### TASK OBJECTIVE
The listing should be printed again without a single change.

SUPPLIED DATA: Begin

PR #86, opened 2025-01-13
Fix integer encoding

Arwalk:
This branch aims at fixing i32 encoding as identified in https://github.com/Arwalk/zig-protobuf/discussions/82
I also took the opportunity to have a better handling of most zig zag encoding, as i identified that it was breaking on limits.

This will be a major release as it is technically a breaking change. We will have to cover what the error was and how to recover from it if it was encountered in production.

@menduz sorry for the burden but it would be nice to have a thorough review, i generated the values for the tests with some other reference implementations, but if you could do it on your side too... Thanks in advance.

### DIFF
--- a/src/protobuf.zig
+++ b/src/protobuf.zig
@@ -194,17 +194,42 @@ fn insert_raw_varint(pb: *ArrayList(u8), size: u64, start_index: usize) Allocato
     }
 }
 
+fn encode_zig_zag(int: anytype) u64 {
+    const type_of_val = @TypeOf(int);
+    const to_int64 : i64 = switch (type_of_val) {
+        i32 => @intCast(int),
+        i64 => int,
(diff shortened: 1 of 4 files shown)


Arwalk:
Hey @menduz , if you don't have the time to review this it's perfectly fine. Should l merge as is or would you still like to look at it? Sorry to bother you.

menduz (approved):

Arwalk:
> Sorry for the delay, I'm traveling and I hadn't had the time to dig deeper into this.
> 
> The change looks sensible and it passes more tests than before. We should be able to publish a new version and it will be definitely better than before. Maybe a major and an advisory warning will be required in the readme.
> 
> I only hope there are not more breaking changes like this one 🤞 

No need to apologise, take care, and thank you.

SUPPLIED DATA: End

### EXERCISE RESULT
PR #86, opened 2025-01-13
Fix integer encoding

Arwalk:
This branch aims at fixing i32 encoding as identified in https://github.com/Arwalk/zig-protobuf/discussions/82
I also took the opportunity to have a better handling of most zig zag encoding, as i identified that it was breaking on limits.

This will be a major release as it is technically a breaking change. We will have to cover what the error was and how to recover from it if it was encountered in production.

@menduz sorry for the burden but it would be nice to have a thorough review, i generated the values for the tests with some other reference implementations, but if you could do it on your side too... Thanks in advance.

### DIFF
--- a/src/protobuf.zig
+++ b/src/protobuf.zig
@@ -194,17 +194,42 @@ fn insert_raw_varint(pb: *ArrayList(u8), size: u64, start_index: usize) Allocato
     }
 }
 
+fn encode_zig_zag(int: anytype) u64 {
+    const type_of_val = @TypeOf(int);
+    const to_int64 : i64 = switch (type_of_val) {
+        i32 => @intCast(int),
+        i64 => int,
(diff shortened: 1 of 4 files shown)


Arwalk:
Hey @menduz , if you don't have the time to review this it's perfectly fine. Should l merge as is or would you still like to look at it? Sorry to bother you.

menduz (approved):

Arwalk:
> Sorry for the delay, I'm traveling and I hadn't had the time to dig deeper into this.
> 
> The change looks sensible and it passes more tests than before. We should be able to publish a new version and it will be definitely better than before. Maybe a major and an advisory warning will be required in the readme.
> 
> I only hope there are not more breaking changes like this one 🤞 

No need to apologise, take care, and thank you.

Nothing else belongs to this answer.